_WHAT TO PRODUCE_.
Extract each line holding the word "merged" from the entries.

=== Begin Enclosure ===

PR #431, opened 2026-06-19
feat(robocasa): per-task official horizon for sim eval

shuheng-liu:
## What this does
RoboCasa simulation eval now defaults each task to its **official per-task horizon** from the RoboCasa dataset registry (e.g. `OpenCabinet`=1050, `TurnOnMicrowave`=450) instead of one global `episode_length` cap, so a multi-task eval list evaluates every task for its intended length.

- `envs/robocasa.py`: new `_official_task_horizon()` reads the per-task horizon from `robocasa.utils.dataset_registry` (`ATOMIC_TASK_DATASETS` / `COMPOSITE_TASK_DATASETS`); `create_robocasa_envs` resolves it per task when `episode_length` is `None`, and logs the chosen horizon per built vec env. The registry-read except path now logs the failure (via `acc_print`) so a renamed/moved registry surfaces a diagnostic instead of silently reverting every task to the 1000-step cap.
- `envs/configs.py`: `RoboCasaEnv.episode_length` is now `int | None` (default `1000` unchanged for back-compat); setting it to `null` selects the per-task registry horizon.

🗃️ Feature

## How it was tested
- CPU suite: `pytest -m "not gpu and not network" tests/envs/test_robocasa.py` — 62 passed.
- New unit tests (`TestOfficialTaskHorizon` + two `TestCreateRoboCasaEnvs` cases) lock in the behavior with a faked `dataset_registry`: known atomic/composite task → its horizon, float horizon coerced to `int`, unknown task / missing-`horizon` entry → `None`, import failure → `None` (1000 fallback); and `create_robocasa_envs(episode_length=None)` threads the resolved horizon into `_make_env_fns` while an explicit int skips the registry lookup.
- Validated live on a 2-node (16×A100) DeepSpeed ZeRO-2 eval: 16 `atomic_seen` tasks sharded one-per-GPU, each built at its official per-task horizon (900/750/600/450), per-task success gathered across ranks, clean exit.

```bash
pytest -sx tests/envs/test_robocasa.py
```
Set `env.episode_length=null` in a RoboCasa eval config to use the official per-task horizons; set an int to keep a single global cap.

## Checklist

### DIFF
--- a/src/opentau/envs/configs.py
+++ b/src/opentau/envs/configs.py
@@ -329,6 +329,9 @@ class RoboCasaEnv(EnvConfig):
             auto-expands to the upstream task list and auto-sets ``split``.
         fps: RoboCasa control frequency (Hz); also the ``render_fps`` for videos.
         episode_length: Maximum steps per episode (``_max_episode_steps``).
+            Defaults to 1000; set to ``null`` (None) to use RoboCasa's official
+            per-task horizon from the dataset registry (e.g. OpenCabinet=1050,
+            TurnOnMicrowave=450) instead of a single global cap.
         obs_type: ``"pixels"`` or ``"pixels_agent_pos"``.
         render_mode: Rendering mode for the environment.
         camera_name: Comma-separated raw RoboCasa camera names to render. The
@@ -356,7 +359,7 @@ class RoboCasaEnv(EnvConfig):
 
     task: str = "CloseFridge"
     fps: int = 20
-    episode_length: int = 1000
+    episode_length: int | None = 1000
     obs_type: str = "pixels_agent_pos"
     render_mode: str = "rgb_array"
     camera_name: str = "robot0_agentview_left,robot0_eye_in_hand,robot0_agentview_right"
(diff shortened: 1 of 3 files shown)


shuheng-liu:
Addressed the two review notes in ddcba70:

- **suggestion (tests):** Added `TestOfficialTaskHorizon` (known atomic/composite task → registry horizon, float→`int` coercion, unknown task → `None`, missing-`horizon` entry → `None`, import failure → `None`) plus two `TestCreateRoboCasaEnvs` cases proving `episode_length=None` threads the resolved horizon into `_make_env_fns` and an explicit int skips the registry lookup. They fake `robocasa.utils.dataset_registry` the same way the existing tests stub `robocasa` in `sys.modules`, so they stay sim-free. `tests/envs/test_robocasa.py` is now 62 passed. Also corrected the PR body, which previously described a manual check rather than committed tests.
- **nit (silent degradation):** the `except` path in `_official_task_horizon` now logs via `acc_print` (task name + exception type/message + the 1000-step fallback), so a renamed key / moved module is diagnosable instead of invisible.

PR #447, opened 2026-06-28
feat(pi07_paligemma): AR discrete-action decode + goal-frame eval infra

shuheng-liu:
## What this does

Adds two related eval-side capabilities (🗃️ Feature):

**1. Experimental AR (autoregressive) discrete-action decode for `pi07_paligemma`.**
A new eval-only path, gated by `policy.eval_use_discrete_actions` (default `False`),
makes `sample_actions` ignore the flow-matching action expert and instead
autoregressively generate FAST discrete-action tokens with the VLM backbone:
greedy `argmax` over the `da_head` logits using the training-identical `"Action: "`
prefix layout/positions, then a relaxed FAST decode and inversion of the `MIN_MAX`
discrete-action normalization. There is no learned EOS (training masks the CE loss
at pad positions), so generation stops *structurally* — a complete FAST sequence
BPE-decodes to exactly `chunk_size * max_action_dim` DCT coefficients — and is
capped at `discrete_action_max_length` like training truncation. The default
flow-matching path is byte-for-byte unchanged. Standalone eval fails fast under
FSDP / DeepSpeed ZeRO-3 when this flag is set (the per-rank-variable decode loop
would desync the sharded-param all-gathers and hang at NCCL), mirroring the
existing in-training guard.

**2. Eval infrastructure for goal-image conditioning experiments.**
- `eval.goal_frames_dir`: harvest the final raw camera frames of every
  **successful** eval episode as PNGs + a `manifest.csv`, keyed by per-episode
  scene seed (memory-cheap; no-op when unset). Multi-rank safe: per-rank rows are
  gathered to a single rank-0 manifest writer and PNG filenames are rank-suffixed,
  so concurrent ranks never race/tear writes; only the real (non-padded) episodes
  are harvested; manifest columns are sized to the cameras actually captured.
- `eval.seed_list`: evaluate an explicit comma-separated set of scene seeds instead
  of the contiguous `start_seed` range (right-padding the final batch), for
  targeted goal-frame backfill of the exact scenes a prior checkpoint failed.
- `env.subgoal_frames_dirs` + `RoboCasaGoalFrameSubgoalGenerator`: feed a harvested
  success terminal frame as an eval-time subgoal, keyed by the exact per-episode
  scene seed (`camera{k} -> subgoal{k}`) and merged across dirs; scenes without a
  harvested success (or missing a camera) are padded (no subgoal). Per-env scene
  seeds are threaded into `SubgoalImageGenerator.start_episode`.

The eval-path `embed_prefix` calls pass `sync_across_ranks=False` so independent
per-rank sim rollouts don't desync at NCCL on the cross-rank branch all-reduce
(the default `True` used in training is unchanged). The branch was synced with
`main` (the already-merged seeding work reconciles cleanly) and temporary
profiling scaffolding was removed.

## How it was tested

- CPU suite (`pytest -m "not gpu and not network"`) green: **506 passed** across
  `tests/scripts/`, `tests/envs/`, and `tests/policies/test_pi07_paligemma_low_level.py`.
- New CPU tests:
  - `tests/policies/test_pi07_paligemma_low_level.py` — AR decode
    (`_decode_discrete_action_tokens`: shape, over-length truncation, under-length
    zero-coeff pad, out-of-alphabet snap, zero-range MIN_MAX denominator snap), the
    FAST stop rule, and the `include_action_indicator` prefix layout.
  - `tests/scripts/test_eval.py` — `seed_list` parse + final-batch right-pad, and a
    goal-frame harvest writer→reader round-trip (`eval_policy` → `manifest.csv` →
    `RoboCasaGoalFrameSubgoalGenerator`), incl. the `decoder` column toggling with
    `eval_use_discrete_actions`.
  - `tests/envs/test_subgoal.py` — `RoboCasaGoalFrameSubgoalGenerator` (scene-seed
    keying, no-harvest padding, cross-dir merge).
- The kept `sync_across_ranks=False` eval-path behavior is covered by the existing
  `test_global_run_image_tower_sync_across_ranks_false_skips_collective`.
- Policy-related changes: the targeted GPU pytests
  (`pytest -m gpu tests/policies/test_pi07_paligemma_low_level.py`) pass on the GPU
  dev box (1 passed, 1 marker-skip).

```bash
# Subgoal / goal-frame eval infra (CPU):
pytest -sx tests/envs/test_subgoal.py
```
```bash
# AR-decode + seed_list + harvest round-trip (CPU):
pytest -m "not gpu and not network" tests/policies/test_pi07_paligemma_low_level.py tests/scripts/test_eval.py
```
```bash
# Enable the experimental AR decode at eval time (otherwise default flow path):
opentau-eval --accelerate-config <yaml> --config_path=<eval.json> --policy.eval_use_discrete_actions=true
```

## Checklist

### DIFF
--- a/README.md
+++ b/README.md
@@ -31,6 +31,7 @@ Whether you use the official OpenPi codebase or LeRobot’s reimplementation, yo
 - Dropout in the VLM to reduce overfitting
 - Authentic $\pi_{0.6}$ policy with a Gemma 3 4B backbone, 448×448 vision, and 5-step flow matching
 - Hierarchical $\pi_{0.7}$ policy: high-level planner + low-level controller with a SpaceTime SigLIP video encoder on a Gemma 3 backbone
+- `cosmos3` policy: the $\pi_{0.5}$ flow-matching recipe on a frozen Qwen3-VL-32B (NVIDIA Cosmos3-Super reasoner) backbone with a custom sub-1B action expert
 - A reinforcement learning pipeline described in $\pi^*_{0.6}$
 - And more...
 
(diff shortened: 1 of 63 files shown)


shuheng-liu:
Fixed in 9ff4908 — the `@parser.wrap()` decorator was displaced onto the new `_eval_uses_sharded_params` helper when it was inserted above `eval_main`; moved it back onto `eval_main` so the `opentau-eval` entry point is wrapped again. Added a regression test (`TestEvalUsesShardedParams`) that exercises the helper directly and asserts `eval_main.__wrapped__` is set, so this displacement is caught by the CPU suite next time.

PR #481, opened 2026-07-23
fix(policies): openpi-faithful zero-range normalization, gated by config_version

shuheng-liu:
## What this does

Fixes OpenTau's padding-vs-normalization divergence from openpi, gated so no existing checkpoint is invalidated. (🐛 Bug)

=== End Enclosure ===

_ANSWER AREA_.
  scene seed (`camera{k} -> subgoal{k}`) and merged across dirs; scenes without a
`main` (the already-merged seeding work reconciles cleanly) and temporary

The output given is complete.